#### SOURCE MATERIAL ####

PR #9101, opened 2022-11-05
termios: improve comments, add more constants

JelleZijlstra:
I just got the list in termios.c of all constants that can potentially exist.

### DIFF
--- a/stdlib/termios.pyi
+++ b/stdlib/termios.pyi
@@ -9,45 +9,33 @@ if sys.platform != "win32":
 
     B0: int
     B1000000: int
-    B1000000: int
     B110: int
     B115200: int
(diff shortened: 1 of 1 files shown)


AlexWaygood:
Is there any chance we can reduce the amount we allowlist this module? See also #9150.

JelleZijlstra:
Other than your PR? I think it's hard because the set of constants that exists varies so much by exact OS version.

AlexWaygood:
> Other than your PR? I think it's hard because the set of constants that exists varies so much by exact OS version.

Yeah, fair enough :)

AlexWaygood (approved):
Reviewed by reading the source code — looks good!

####

WHAT THE TASK REQUIRES
Checking each line above, count the ones that hold the word "hard" and state the total alone.

RESPONSE TO THE EXERCISE
2